Candida auris is an emerging human pathogen, associated with antifungal drug resistance and hospital candidiasis outbreaks. In this work, we present iRV973, the first reconstructed Genome-scale metabolic model (GSMM) for C. auris. The model was manually curated and experimentally validated, being able to accurately predict the specific growth rate of C. auris and the utilization of several sole carbon and nitrogen sources. The model was compared to GSMMs available for other pathogenic Candida species and exploited as a platform for cross-species comparison, aiming the analysis of their metabolic features and the identification of potential new antifungal targets common to the most prevalent pathogenic Candida species. From a metabolic point of view, we were able to identify unique enzymes in C. auris in comparison with other Candida species, which may represent unique metabolic features. Additionally, 50 enzymes were identified as potential drug targets, given their essentiality in conditions mimicking human serum, common to all four different Candida models analysed.

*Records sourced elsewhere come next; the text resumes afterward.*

PR #1888, opened 2025-04-26
Document pre_execution use of commandline command

### LINKED ISSUE #1827: Document how to receive commandline as part of `pre_execution` hook
See https://github.com/nushell/nushell/issues/15174

Kissaki:
Resolves #1827


sholderbach (approved):
It could be argued that this is close to some cookbook example but I think each chapter should contain some practical nugget so I like this

fdncred:
Looks good as a primer. Thanks!

PR #1890, opened 2025-04-27
Use new code font generally to fix Android monospace

### LINKED ISSUE #83: Seeing issues with tables not aligning properly in some browsers
Here's a picture from one screenshot:

Eq4Q2IdVEAEqyqM

Asking around on twitter, I was told:

"Ok so I assumed this was ligatures from ---- not the actual characters for those lines. The misalignment on Android comes from the droid sans mono font not having those characters, causing it to fall back to noto sans symbols, which has different widths.

Which means `font-variant-ligatures: none` will have no effect, but using a web font to force it to use one of the other fonts in your list before it falls back to monospace will fix this for you"

So it sounds like we need to set better fallback fonts so that Android (and other browsers with the same issue) don't fallback to the wrong font.

cc @ibraheemdev

Kissaki:
Using a specific font, and hosting it ourselves, allows us to ensure consistent behavior and a code font that covers the Nushell table border drawings characters.

Adds FiraCode font, which is under OFL (SIL Open Font license).

https://github.com/tonsky/FiraCode

Introduces a 100 kb font file download, which should happen only once through adequate cashing.

---

I can't test locally; if someone could do that, or we test it live.

Should resolve #83.


cptpiepmatz:
I'd like it better if we could just use a google font instead of rehosting a widely used font

Kissaki:
Using Google fonts has some implications regarding data sharing.

While the [Google Fonts Privacy FAQ](https://developers.google.com/fonts/faq/privacy) declares no data is used for profiling or targeted advertising. Despite that, there's a [German court ruling](https://openjur.de/u/2384915.html) that sharing an IP address with Google and consequently into the USA constitutes sharing of personal data.

The original benefits of CDNs often do not apply anyway. Different versions of fonts mean different websites will do their own requests. CDN delivery is often not or not significantly faster than delivering it directly. The font used here is not *that* popular on regular websites. And browsers have implemented resource isolation where fonts loaded from cross-origin are isolated to that context.

What do you dislike about hosting it?

cptpiepmatz:
Yeah sure, but please include the license of it:
> 2) Original or Modified Versions of the Font Software may be bundled,
redistributed and/or sold with any software, provided that each copy
contains the above copyright notice and this license.

fdncred:
Sounds good @Kissaki. Thanks for the info. I agree with @cptpiepmatz that if we can get that license in the code, I will land it. Appreciate the support.

fdncred:
Thanks

Issue #1734, opened 2025-01-05
contributor-book/plugins


jesper-olsen:
This page is not up to date - I read it recently for the first time and tried to follow the examples:
https://www.nushell.sh/contributor-book/plugins.html#creating-a-plugin-in-rust

The examples reference v. 0.90.2 and nushell is now at (0.101.1) - I think there have been a lot of changes to the plugin interface, in particular the streaming interface.

For SimplePluginCommand, it is enough to rename fn usage() to fn description() - then it compiles and seems to work ok. For PluginCommand() it is more complicated.

In section "under the hood" there is this example:

```
Putting that together, it looks like this:

$ ./target/release/nu_plugin_len --stdio
json{"Hello":{"protocol":"nu-plugin","version":"0.90.2","features":[]}}
{"Hello":{"protocol":"nu-plugin","version":"0.90.2","features":[]}}
{"Call":[0,"Signature"]}
{"CallResponse":[0, {"Signature":[{"sig":{"name":"len","usage":"calculates the length of its input","extra_usage":"","search_terms":[],"required_positional":[],"optional_positional":[],"rest_positional":null,"vectorizes_over_list":false,"named":[{"long":"help","short":"h","arg":null,"required":false,"desc":"Display the help message for this command","var_id":null,"default_value":null}],"input_type":"String","output_type":"Int","input_output_types":[],"allow_variants_without_examples":false,"is_filter":false,"creates_scope":false,"allows_unknown_args":false,"category":"Default"},"examples":[]}]}]}
```

I does work - with the SimplePluginCommand implementation - but I think it should be re-written using piped input. Input and output in this version are interleaved and it is not possible - at least in my terminal - to interactively input the example; Plugin waits for enter and input terminates after enter.

There is also this example in the section:
```
$ echo '{"Hello":{"protocol":"nu-plugin","version":"0.90.2","features":[]}}{"Call":[0,{"Run":{"name":"len","call":{"head":{"start":100953,"end":100957},"positional":[],"named":[]},"input":{"Value":{"String":{"val":"hello","span":{"start":100953,"end":100957}}}}}}]}' | target/release/nu_plugin_len --stdio
json{"Hello":{"protocol":"nu-plugin","version":"0.90.2","features":[]}}
{"PipelineData":{"Value":{"Int":{"val":5,"span":{"start":100953,"end":100957}}}}}
```

It doesn't work as listed any more and in any case, it would be good to have an explanation of where 100953 comes from.
[...]

PR #1895, opened 2025-04-27
Update Plugin example version numbers

Kissaki:
Relates #1734


fdncred:
Does the example still compile after changing version numbers?

Kissaki:
I went through the SimplePlugin example, yes.

As mentioned in #1734 the follow-up block with the streaming implementation does not - but I'm not sure if that has anything to do with the version increase. I chose to see that as a separate issue.

fdncred:
Thanks

PR #1898, opened 2025-04-28
Fix release notes `$nu.vendor-autoload-dirs`

Kissaki:
0.95.0 mentions `$nu.vendor-autoload-dir` future-facing (will be introduced in the future).
But it was introduced as `$nu.vendor-autoload-dirs` (plural) in 0.96.0.

0.96.0 mentions PRs #13217 and #13382.
The first introduced it in singular, but the second changed it to plural. The plural name `$nu.vendor-autoload-dirs` is still the correct name in the current version 0.103.0.


fdncred:
Thanks

PR #1906, opened 2025-04-30
Fix vuepress config

Kissaki:
Regression introduced in 2ec6143edbf6b9412a2e8a951fb90a91d355bb1a

Missing comma is missing on the first, newly introduced array element, and somehow that does not lead to build errors, but probably to runtime issues.


fdncred:
Thanks

PR #997, opened 2015-07-19
Use SVG for Travis CI badge

MaxGabriel:
If you look at the [rich diff](https://github.com/elm-lang/elm-compiler/pull/997/files?short_path=04c6e90#diff-04c6e90faac2675aa89e2176d2eec7d8) it looks much nicer, especially on retina displays.


evancz:
Nice, did not know that was an option!

PR #1016, opened 2015-08-17
Relax bounds on blaze-... libraries

jvoigtlaender:
Are there specific reasons that `blaze-html` was constrained to `< 0.8` and `blaze-markup` to `< 0.7`?

These are the only constraints that currently keep this repository from building with the set of constraints given by "Long Term Support Haskell 3.1": https://www.stackage.org/lts-3.1/cabal.config


evancz:
We wanted to give upper and lower bounds because new versions kept breaking everything. If things build with the new stuff it's fine. Point was to make sure we test things before some maintainer can release a breaking `0.0.0.x` change as some folks do.

Issue #826, opened 2014-11-11
Module name collision in generated code


evancz:
As it is, each module is attached to Elm according to its name, so `Search.View` becomes `Elm.Search.View`.

This becomes problematic when there are many packages involved that may have modules with the same names. For example, if there's a private `Utils` module in `evancz/focus` and in `evancz/automaton`, the module that wins at runtime depends on what order things were compiled.

The solution is to use fully qualified names in generated code, so `Utils` would be `Elm.evancz.focus.Utils` or something like that.

joaalto:
I just ran into a module name collision. I'm using [rluiten/elm-date-extra](http://package.elm-lang.org/packages/rluiten/elm-date-extra/3.0.0) in an hour reporting app I'm writing. Then I needed some UI components and decided to bring in [Elm-UI](https://github.com/gdotdesign/elm-ui). Unfortunately this doesn't work, as Elm-UI depends on [mgold/elm-date-format](http://package.elm-lang.org/packages/mgold/elm-date-format/1.1.3/), and both `elm-date-format` and `elm-date-extra` have a module called `Date.Format`:

```
I found multiple modules named 'Date.Format'.

Module 'Ui.DatePicker' is trying to import it.

Modules with that name were found in the following locations:

    package mgold/elm-date-format
    package rluiten/elm-date-extra
```

evancz:
Whoo, resolved in 0.17!

szagi3891:
how can use it?

evancz:
To clarify, the initial issue was that if two packages have *private* modules with the same name, it used to cause problems. So if package `A` had a `Utils` module that **was not** exposed, and if package `B` had a `Utils` module that **was not** exposed, it would mess up.

Then someone posted about a separate issue, thinking this was tracking what he was worried about. That happens, and that is why I recommend always opening a *new* issue rather than piling on things that you think are your problem.

PR #1017, opened 2015-08-18
Add the source file and line number to docs entries

ajhager:
This PR adds an entry in the docs for each item with the source file and line number. The need for this is outlined in elm-lang/elm-make#29 and  elm-lang/package.elm-lang.org#35, but in summary it allows tools that consume the docs json file to link to the exact source file and line number where something is defined. This could be "go to definition" in editors or direct links in the package docs.

This PR also relies on a small PR to elm-lang/elm-make#45. Both of these PRs will fail on CI of course, because they depend on each other, so it will probably need to be tested manually.

### DIFF
--- a/src/Elm/Compiler.hs
+++ b/src/Elm/Compiler.hs
@@ -66,10 +66,11 @@ parseDependencies sourceCode =
 compile
     :: Context
     -> String
+    -> String
     -> Map.Map PublicModule.Name PublicModule.Interface
     -> (Dealiaser, [Warning], Either [Error] Result)
 
-compile context source interfaces =
+compile context path source interfaces =
   let
     (Context user packageName isRoot isExposed) =
       context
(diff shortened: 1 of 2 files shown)


evancz:
My feeling is that it makes sense to pass this information in with the `Context` value. We will be wanting the full package name to disambiguate modules as described in #826, and it feels like this fits nicely in that chunk of information.

The net goal here is to make "jump to source" work in the package catalog and in editors, correct? I guess this seems like a logical place to put this. I am assuming it'd come along with features like "tell me the type of this imported thing!" or "show me the docs for this imported thing!" so you'd need to be running the doc generator anyway. Is that fair to say?

ajhager:
I think putting into the context makes sense for sure; Good point. I will update my my PR. 

And yeah, the goal is to use this for "jump to source". And since we get all of the other information needed about a token from the docs files already, this tiny extra info enables opening the file under elm-stuff/packages or linking to the file on github.

evancz:
Cool, sounds good to me.

I just merged a bunch of stuff into master, so things are messed up for now. Let's do this as a separate PR because the stuff here probably got trampled!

These enzymes represent interesting drug targets for antifungal therapy, including some known targets of antifungal agents used in clinical practice, but also new potential drug targets without any human homolog or drug association in Candida species.
Keywords: C. auris; Global stoichiometric model; drug target; gene essentiality; metabolic features.
© The Author(s) 2023. Published by Oxford University Press on behalf of FEMS.